What you should do:
Please restate, word for word, each line from the one containing "--- a/src/BaGet.Core/Extensions/DependencyInjectionExtensions.cs" through the end of the entries below.

======== Material for the task

PR #777, opened 2023-07-10
Mysql storage

Shamus03:
Add a new storage type option that stores package contents in MySql
along with the package metadata.

Though MySql is not the best for storing large file contents, this is an
alternative to storing package contents in the file system, which should be
better for highly-available/distributed use cases.

### DIFF
--- a/src/BaGet.Core/Extensions/DependencyInjectionExtensions.cs
+++ b/src/BaGet.Core/Extensions/DependencyInjectionExtensions.cs
@@ -100,6 +100,7 @@ namespace BaGet.Core
 
             services.TryAddTransient<DatabaseSearchService>();
             services.TryAddTransient<FileStorageService>();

================

Result of the exercise:
--- a/src/BaGet.Core/Extensions/DependencyInjectionExtensions.cs
+++ b/src/BaGet.Core/Extensions/DependencyInjectionExtensions.cs
@@ -100,6 +100,7 @@ namespace BaGet.Core
 
             services.TryAddTransient<DatabaseSearchService>();
             services.TryAddTransient<FileStorageService>();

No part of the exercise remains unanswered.